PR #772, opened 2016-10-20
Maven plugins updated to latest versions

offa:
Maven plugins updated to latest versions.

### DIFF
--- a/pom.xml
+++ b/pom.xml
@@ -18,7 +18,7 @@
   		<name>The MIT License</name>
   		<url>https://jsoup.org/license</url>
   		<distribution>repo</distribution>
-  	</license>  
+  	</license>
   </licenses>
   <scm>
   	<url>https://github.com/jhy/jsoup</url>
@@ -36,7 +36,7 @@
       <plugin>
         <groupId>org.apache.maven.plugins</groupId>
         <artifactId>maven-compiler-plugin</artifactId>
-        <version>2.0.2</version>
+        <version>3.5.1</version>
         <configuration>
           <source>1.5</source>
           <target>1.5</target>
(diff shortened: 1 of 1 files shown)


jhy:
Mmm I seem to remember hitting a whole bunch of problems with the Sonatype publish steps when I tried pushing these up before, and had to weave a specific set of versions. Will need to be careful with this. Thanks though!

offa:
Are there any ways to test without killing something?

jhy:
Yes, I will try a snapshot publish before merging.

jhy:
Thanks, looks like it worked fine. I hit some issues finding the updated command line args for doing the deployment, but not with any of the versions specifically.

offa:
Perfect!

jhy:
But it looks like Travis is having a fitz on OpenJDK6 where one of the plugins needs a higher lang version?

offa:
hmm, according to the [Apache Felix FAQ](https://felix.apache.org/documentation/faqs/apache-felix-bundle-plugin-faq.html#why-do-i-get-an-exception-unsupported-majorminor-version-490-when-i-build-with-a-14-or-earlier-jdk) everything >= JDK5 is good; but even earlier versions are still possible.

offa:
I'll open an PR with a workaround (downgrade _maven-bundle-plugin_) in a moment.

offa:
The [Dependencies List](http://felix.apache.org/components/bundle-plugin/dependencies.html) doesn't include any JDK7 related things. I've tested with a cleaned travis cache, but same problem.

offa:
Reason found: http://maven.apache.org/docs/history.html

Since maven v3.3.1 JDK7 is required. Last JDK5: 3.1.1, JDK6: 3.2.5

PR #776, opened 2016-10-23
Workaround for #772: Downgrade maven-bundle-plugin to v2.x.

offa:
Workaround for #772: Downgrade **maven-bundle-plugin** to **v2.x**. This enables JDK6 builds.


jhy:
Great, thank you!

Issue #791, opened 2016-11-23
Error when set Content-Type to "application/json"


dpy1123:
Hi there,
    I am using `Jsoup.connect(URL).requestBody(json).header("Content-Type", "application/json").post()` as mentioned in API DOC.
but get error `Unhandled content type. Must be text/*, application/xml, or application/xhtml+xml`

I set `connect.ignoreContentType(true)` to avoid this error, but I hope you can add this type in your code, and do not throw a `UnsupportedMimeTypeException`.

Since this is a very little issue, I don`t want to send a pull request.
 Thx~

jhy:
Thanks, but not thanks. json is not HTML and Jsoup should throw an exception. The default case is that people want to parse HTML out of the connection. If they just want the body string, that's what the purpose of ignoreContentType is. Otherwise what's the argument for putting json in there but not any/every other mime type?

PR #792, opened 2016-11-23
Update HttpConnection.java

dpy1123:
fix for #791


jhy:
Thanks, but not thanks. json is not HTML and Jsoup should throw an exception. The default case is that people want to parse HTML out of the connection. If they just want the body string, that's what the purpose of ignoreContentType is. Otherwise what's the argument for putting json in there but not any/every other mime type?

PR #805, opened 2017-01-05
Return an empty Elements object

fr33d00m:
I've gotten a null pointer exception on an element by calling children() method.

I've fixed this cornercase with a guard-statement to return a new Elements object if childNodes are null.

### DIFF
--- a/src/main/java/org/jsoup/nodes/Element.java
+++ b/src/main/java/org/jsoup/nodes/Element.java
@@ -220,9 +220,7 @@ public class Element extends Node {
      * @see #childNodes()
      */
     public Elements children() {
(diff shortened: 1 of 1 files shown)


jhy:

#####

# [What is being asked]
Tell how many lines of the data contain "main". Nothing but the number belongs in the reply.

# [Exercise answer]
2